* [THE PROBLEM]
Transcribe the records word for word, beginning with the first line and ending with the line that contains "iromeo: Maybe we"; include nothing else.

== == ==

Issue #355, opened 2021-04-24
Syntax support for Snakemake 6.x 'module' and 'use' concepts


iromeo:
Syntax support for Snakemake 6.x 'module' and 'use' concepts. We need at least basic syntax highlighting.

iromeo:
In current master not everything is parsed properly:

![image](https://user-images.githubusercontent.com/72933/127028983-be12d369-32a4-4bfa-ac81-1673a5352496.png)
![image](https://user-images.githubusercontent.com/72933/127029122-7f433b27-08e4-4952-b2bc-3faa4e3e0ffe.png)

dakochik:
'module' and 'use' sections highlighting is done:

![module use highlighting](https://user-images.githubusercontent.com/55440084/127130323-e88f0c77-b11c-45b1-8edb-9a10b3cc34bc.PNG)

PR #403, opened 2021-07-27
Features/#355 module use support

dakochik:
'module' and 'use' sections highlighting is done

Resolved:  #355


src/main/kotlin/com/jetbrains/snakecharm/lang/parser/SmkStatementParsing.kt
```diff
@@ -289,13 +320,63 @@ class SmkStatementParsing(
...
+        if (!listOfRules && myBuilder.tokenType != PyTokenTypes.IDENTIFIER) { // No rule name, no '*'
+            myBuilder.error(PyPsiBundle.message("PARSE.expected.symbols.first.quotation", "*", "rule name"))
+        } else if (!listOfRules) { // Have rule name, so mark it as reference
+            parseIdentifier()
+        } else { // Have '*'
+            nextToken()
+        }
+
+        if (myBuilder.tokenType != PyTokenTypes.AS_KEYWORD) {
+            checkMatches(PyTokenTypes.FROM_KEYWORD, PyPsiBundle.message("PARSE.0.expected", "from"))
```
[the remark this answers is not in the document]
iromeo: Maybe we need to introduce own token types for 'as', 'with' and remap python lexer token types to our own token types here, because PyCharm shows weird documentation (F1 / mouse hover) that is not relevant.

image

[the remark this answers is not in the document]
iromeo: P.S: we cannot defined 'with' and 'as' in lexer, because it will affect python code parsing, e.g. in cases:
```
with open("fff") as f:
   pass
   
 ```

File: src/main/kotlin/com/jetbrains/snakecharm/lang/parser/SmkStatementParsing.kt [hunk 2]
```diff
@@ -279,23 +310,82 @@ class SmkStatementParsing(
...
+
+            // Creates reference to module definition
+            if (!parseIdentifier(PyElementTypes.REFERENCE_EXPRESSION)) {
```
iromeo, line 342: Why we use Python reference expression, not our own (SmkElementTypes.REFERENCE_EXPRESSION) ?

src/main/kotlin/com/jetbrains/snakecharm/lang/parser/SmkStatementParsing.kt
```diff
@@ -279,23 +310,82 @@ class SmkStatementParsing(
...
+            hasImport = true
+        }
+        // If there are no 'module' keyword, we expect 'as' keyword
+        // If there are 'module' keyword, there may not be 'as' keyword
+        if (!hasImport || myBuilder.tokenType == PyTokenTypes.AS_KEYWORD) {
+            checkMatches(PyTokenTypes.AS_KEYWORD, PyPsiBundle.message("PARSE.0.expected", "as"))
+
+            // New rule name can be: text_*, *_text, text_*_text, text or *
+            val hasFirstIdentifier = myBuilder.tokenType == PyTokenTypes.IDENTIFIER
+            val name = myBuilder.mark()
```
iromeo, line 355: What if `use rule * from rule_355_module as rule_foo` ? Is it runtime error?

src/main/kotlin/com/jetbrains/snakecharm/lang/parser/SmkStatementParsing.kt
```diff
@@ -279,23 +310,82 @@ class SmkStatementParsing(
...
+            }
+
+            hasImport = true
+        }
+        // If there are no 'module' keyword, we expect 'as' keyword
+        // If there are 'module' keyword, there may not be 'as' keyword
+        if (!hasImport || myBuilder.tokenType == PyTokenTypes.AS_KEYWORD) {
+            checkMatches(PyTokenTypes.AS_KEYWORD, PyPsiBundle.message("PARSE.0.expected", "as"))
+
+            // New rule name can be: text_*, *_text, text_*_text, text or *
```
iromeo, line 353: is `text_*_text_*_text` also allowed on runtime?

src/main/kotlin/com/jetbrains/snakecharm/lang/parser/SmkStatementParsing.kt
```diff
@@ -279,23 +310,82 @@ class SmkStatementParsing(
...
+        } else { // Have '*'
+            nextToken()
+        }
+
+        if (myBuilder.tokenType != PyTokenTypes.AS_KEYWORD) {
+            checkMatches(PyTokenTypes.FROM_KEYWORD, PyPsiBundle.message("PARSE.0.expected", "from"))
+
+            // Creates reference to module definition
+            if (!parseIdentifier(PyElementTypes.REFERENCE_EXPRESSION)) {
+                myBuilder.error(PyPsiBundle.message("PARSE.expected.identifier"))
```
iromeo, line 343: Do we have tests for all of this parsing errors? E.g. to ensure that parsing error is shown and text is what we expect

iromeo (changes requested):
In general is good, some case not supported and tests missing. Better to split such huge features (parsing, completion, resolve, inspections) in subtasks and do them sequentially or at least in different commits. One commit should deliver a single idea, not many complex features at once otheriwise it is hard to do code review, check tests coverage, etc.

dakochik:
fixed: 
- parsing logic in commit 479c04a, which affects errors messages, acceptable redeclared rule names, separate tokens for snakemake 'as', 'with' and 'from keywords', references and arguments section parsing. Also this commit adds tests, that check parsing errors.
- commit 8b62434 affects code completion in declaration of use section and adds tests, that checks completion and annotator highlighting.

Answers to some questions:
1) > What if `use rule * from rule_355_module as rule_foo` ? Is it runtime error?

I've checked and found, that snakemake would use as `rule_foo` only the last rule in imported module `rule_355_module`

2) > is `text_*_text_*_text` also allowed on runtime?

Yes :/ 
Commit 479c04a adds support for such names

iromeo (changes requested):
* Not all use syntax support. Maybe is good to look through python impl of use/module parsing in snakemake sources if documentation doesn't cover all cases. 
* Also let's make syntax errors look like snakemake runtime error messages for user convenience (although some of our messages IMHO are better, so let's took best from snakemake runtime errors and our impl).
* List of forbidden sections for `use` seems to be different. Here better is to check snakemake python impl details. E.g. 'benchmark' also is not allowe in use, not only execution sections. Also wrong section name result in weird runtime parsing error, so likely list of supported sections is harcoded in snakemake parser class

src/main/kotlin/com/jetbrains/snakecharm/codeInsight/SnakemakeAPI.kt
```diff
@@ -72,85 +75,89 @@ object SnakemakeAPI {
      * Also see [ImplicitPySymbolsProvider], it also processes 'InputFiles', etc. symbols
      */
     val SECTION_ACCESSOR_CLASSES = mapOf(
-        "snakemake.io.InputFiles" to "input",
-        "snakemake.io.OutputFiles" to "output",
-        "snakemake.io.Params" to "params",
-        "snakemake.io.Log" to "log",
-        "snakemake.io.Resources" to "resources"
```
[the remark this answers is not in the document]
dakochik: Looks like it's a snakemake bug, because i got the semae error in simpler example:
```
use rule name as new_name with:
    output: "file.txt"
    threads: 4
```
But that works fine:
```
use rule name as new_name with:
    output: 
        "file.txt"
    threads: 4
```
The same with your example:
```
use rule rule from other_355_workflow with: # Works fine too
    input: 
        "rule_355.input"
    benchmark: "echo.txt"
```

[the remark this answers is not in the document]
iromeo: Ok, agree, is snakemake bug. 

P.S: In snakemake is parsed using: `...../python3.8/site-packages/snakemake/parser.py`
Block `use` is parsed by `UseRule`, unsupported keywords error is thrown from method `UseRule.block_content(..)`.
```python
    def block_content(self, token):
        if is_comment(token):
            yield "\n", token
            yield token.string, token
        elif is_name(token):
            try:
                self._with_block.extend(self.subautomaton(token.string).consume())
                yield from ()
            except KeyError:
                self.error(
                    "Unexpected keyword {} in rule definition".format(token.string),
                    token,
                )
            except StopAutomaton as e:
                self.indentation(e.token)
                self.block(e.token)
        else:
            self.error(
                "Expecting a keyword or comment "
                "inside a 'use rule ... with:' statement.",
                token,
            )

```

 AFAIU supported sections is taken from `UseRule:  subautomata = rule_property_subautomata`,i.e:
```
rule_property_subautomata = dict(
    name=Name,
    input=Input,
    output=Output,
    params=Params,
    threads=Threads,
    resources=Resources,
    priority=Priority,
    version=Version,
    log=Log,
    message=Message,
    benchmark=Benchmark,
    conda=Conda,
    singularity=Singularity,
    container=Container,
    containerized=Containerized,
    envmodules=EnvModules,
    wildcard_constraints=WildcardConstraints,
    shadow=Shadow,
    group=Group,
    cache=Cache,
    handover=Handover,
)
```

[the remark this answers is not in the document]
iromeo: Thus looks like everything except execution sections. As a result for `shell` we get error like `Unexpected keyword shell in rule definition (rule_355_use.smk, line 21)` , so better error message will be provided by issue https://github.com/JetBrains-Research/snakecharm/issues/408

dakochik:
fixed:
- Support for `use` section declaration with list of imported names see 0c79a6f
- Support for `use` section with single-line declaration see 0c79a6f
- Error messageas are changed and new messages are added see 0c79a6f
- Now parser tries to parse `use` section arguments sections even if there no `with:` see 0c79a6f
- Parser error highlighting tests are changed from `.feature` to `.smk` see 0c79a6f
- `with` completion for (see 5f6371c):
```
use rule rule from other_355_workflow : 
    input: "rule_355.input"
```
- Highlighting `as`, `from`, `with` by smk annotator see 0c79a6f
- Code refactoring in `SmkRuleOrCheckpointNameReference` see 0c79a6f

src/main/kotlin/com/jetbrains/snakecharm/lang/parser/SmkStatementParsing.kt
```diff
@@ -289,13 +318,298 @@ class SmkStatementParsing(
...
+                nextToken()
+                if (myBuilder.tokenType == PyTokenTypes.COMMA) {
+                    myBuilder.error(SnakemakeBundle.message("PARSE.use.wildcard.in.names.list"))
+                    nextToken()
+                    parseIdentifierFromIdentifiersList(names)
+                }
+                marker.done(SmkElementTypes.USE_IMPORTED_RULES_NAMES)
+                asKeywordExists = endOfImportedRulesDeclaration(true, names)
+            }
+            else -> myBuilder.apply {
```
iromeo, line 358: Apply not needed, seems is just `myBuilder.error("...")`

src/main/kotlin/com/jetbrains/snakecharm/lang/parser/SmkStatementParsing.kt
```diff
@@ -289,13 +318,298 @@ class SmkStatementParsing(
...
+                }
+                PyTokenTypes.COMMA -> {
+                    myBuilder.error(SnakemakeBundle.message("PARSE.use.names.expected"))
+                    nextToken()
+                    true
+                }
+                // Actually, Snakemake allows any name for rules and modules,
+                // that doesn't have python token type NAME, which may contains such words as:
+                // 'use', 'as', 'from'
+                // Do we need to add such support?
```
iromeo, line 395: I think we don't need such support now, thx for the comment let's leave it for future =)

src/main/kotlin/com/jetbrains/snakecharm/lang/parser/SmkStatementParsing.kt
```diff
@@ -289,13 +318,298 @@ class SmkStatementParsing(
...
+    }
+
+    /**
+     * Uses when we need to register comma in list of imported rules names
+     * or ending of the list
+     */
+    private fun registerCommaOrEndOfNames(): Boolean {
+        return when (myBuilder.tokenType) {
+            PyTokenTypes.FROM_KEYWORD, PyTokenTypes.AS_KEYWORD, PyTokenTypes.WITH_KEYWORD -> {
+                return false
```
iromeo, line 411: The code looks nasty. We already have 'return when ...' so branches shouldn't use own returns.

src/main/kotlin/com/jetbrains/snakecharm/lang/parser/SmkStatementParsing.kt
```diff
@@ -289,13 +318,298 @@ class SmkStatementParsing(
...
+            }
+        }
+    }
+
+    /**
+     * Uses when we need to register comma in list of imported rules names
+     * or ending of the list
+     */
+    private fun registerCommaOrEndOfNames(): Boolean {
+        return when (myBuilder.tokenType) {
```
iromeo, line 409: Kotlin code style suggests using expression methods instead of single statement method bodies.

src/main/kotlin/com/jetbrains/snakecharm/lang/parser/SmkStatementParsing.kt
```diff
@@ -289,13 +318,298 @@ class SmkStatementParsing(
...
+    /**
+     * Uses when we've finished to collect rules names and went to the next step
+     */
+    private fun endOfImportedRulesDeclaration(
+        definedByWildcard: Boolean,
+        names: List<String>
+    ): Boolean {
+        when (myBuilder.tokenType) {
+            PyTokenTypes.FROM_KEYWORD -> {
+                return fromSignatureParsing(names)
```
iromeo, line 434: Same comment as before 1) return 2) single statement method body

src/main/resources/SnakemakeBundle.properties
```diff
@@ -182,6 +185,22 @@ PARSE.expected.indent=Indent expected
...
+PARSE.use.double.mult.sign=Expecting rulename modifying pattern (e.g. modulename_*) after 'as' keyword
+PARSE.use.requires.wildcard=Multiple rules in 'use rule' statement but name modification ('as' statement) does not contain a wildcard '*'.
+PARSE.use.rule.keyword.expected=Expecting keyword 'rule' after keyword 'use'
+PARSE.use.names.expected=Expecting '*', rule name, or rule listing (comma separated) after 'use rule' statement
+PARSE.use.few.names.from.current.module='use rule' statement from rule in the same module must declare a single rule but multiple rules are declared.
+PARSE.use.unexpected.names.separator=Unexpected token in comma separated list of rules within 'use rule' statement.
+PARSE.use.wildcard.in.names.list=Wildcard '*' can't be used with rules names List
+PARSE.use.unexpected.list.ending=Expecting list of rules in 'use rule' statement to end with keyword 'from'.
+PARSE.use.expecting.module.name=Expecting module name after 'from' keyword in 'use rule' statement.
+PARSE.use.with.missed=':' can be placed only after 'with' keyword, which is missed
```
iromeo, line 198: Some parsing errors ends with '.' here, some not, please using single style. If I'm not mistaken normally we do not use '.' for parsing error messages in python and other languages

iromeo (changes requested):
Almost done =)

dakochik:
fixed: errors messsages, parsing tests
refatored: parser code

== == ==

* [EXERCISE ANSWER]
Issue #355, opened 2021-04-24
Syntax support for Snakemake 6.x 'module' and 'use' concepts


iromeo:
Syntax support for Snakemake 6.x 'module' and 'use' concepts. We need at least basic syntax highlighting.

iromeo:
In current master not everything is parsed properly:

![image](https://user-images.githubusercontent.com/72933/127028983-be12d369-32a4-4bfa-ac81-1673a5352496.png)
![image](https://user-images.githubusercontent.com/72933/127029122-7f433b27-08e4-4952-b2bc-3faa4e3e0ffe.png)

dakochik:
'module' and 'use' sections highlighting is done:

![module use highlighting](https://user-images.githubusercontent.com/55440084/127130323-e88f0c77-b11c-45b1-8edb-9a10b3cc34bc.PNG)

PR #403, opened 2021-07-27
Features/#355 module use support

dakochik:
'module' and 'use' sections highlighting is done

Resolved:  #355


src/main/kotlin/com/jetbrains/snakecharm/lang/parser/SmkStatementParsing.kt
```diff
@@ -289,13 +320,63 @@ class SmkStatementParsing(
...
+        if (!listOfRules && myBuilder.tokenType != PyTokenTypes.IDENTIFIER) { // No rule name, no '*'
+            myBuilder.error(PyPsiBundle.message("PARSE.expected.symbols.first.quotation", "*", "rule name"))
+        } else if (!listOfRules) { // Have rule name, so mark it as reference
+            parseIdentifier()
+        } else { // Have '*'
+            nextToken()
+        }
+
+        if (myBuilder.tokenType != PyTokenTypes.AS_KEYWORD) {
+            checkMatches(PyTokenTypes.FROM_KEYWORD, PyPsiBundle.message("PARSE.0.expected", "from"))
```
[the remark this answers is not in the document]
iromeo: Maybe we need to introduce own token types for 'as', 'with' and remap python lexer token types to our own token types here, because PyCharm shows weird documentation (F1 / mouse hover) that is not relevant.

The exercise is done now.